Fuzzy Rat, who was easily one of the best trained and most social rats anyone has ever known, couldn't tolerate baby rats around her. She tried, but eventually gave in to her rat-like nature and she would toss baby rats around like rag dolls even if she didn't bite into them. Amelia saw Max and as soon as I turned my head she sprung on her and tried to carry her off and kill her. I reacted quickly, but Max got a nasty puncture wound on her side. A favor she's returned since she bigger now by laying a big bite across Amelia's spine. And even at 10 weeks old the rats are only allowed to play under supervision and outside the cage.

This wasn't your fault or your rats' fault. You didn't know that older female rats kill smaller rats and pups, and your rats had no choice, it's what they are programmed by nature to do.

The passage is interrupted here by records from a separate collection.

Issue #1256, opened 2025-09-16
[Feat] Check syntax of config files before reload or restart


bkhomuts:
### Problem

At the moment, it is possible to introduce an error in the postgresql configuration files, which will remain unnoticed until PostgreSQL server restart.
As Patroni is used for high availability, it is important to prevent errors, which may potentially lead to downtime.

### Description

Introduce syntax check of the configuration file at least before reloading services (or better before updating the config files). This will warn the administrator if an error in configuration has been made.

### Importance

nice to have

vitabaks:
Perhaps `patroni --validate-config` is suitable here.

https://patroni.readthedocs.io/en/latest/patroni_configuration.html#validate-patroni-configuration

bkhomuts:
Yes, it is useful. 

> Perhaps `patroni --validate-config` is suitable here.
> 
> https://patroni.readthedocs.io/en/latest/patroni_configuration.html#validate-patroni-configuration

And perhaps also checking the result of PostgreSQL reload, and reporting if there is an error.

PR #1297, opened 2025-10-06
Check syntax of patroni and pg_hba config files

sshenderson:
#1256

### DIFF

Amelia and Max are currently in the porta-potty grooming each other. They had one minor squabble but stopped as soon as I shouted. Max and Amelia are both looking at me every few minutes to make sure I'm still there to maintain order. Finally they are on their way to becoming friends. Amelia's natural instinct to kill Max is subsiding as her need to make a new friend is increasing with every oz Max adds in weight. Although Max rolls over and lets Amelia groom her belly, the nasty rat bites Amelia has tell me that Max isn't about to let herself get killed anytime soon. 

They actually had a pretty major brawl when they met indoors for the first time... Max dove under the photocopier and Amelia went after her. Amelia couldn't move around in the cramped space too easily or pounce whereas Max had lots of room to maneuver. It sounded pretty awful and I couldn't break it up but it was actually pretty clever on Max's part. Every few minutes Max or Amelia would poke their heads out to let me know they were still alive, but that was the worst of the battle.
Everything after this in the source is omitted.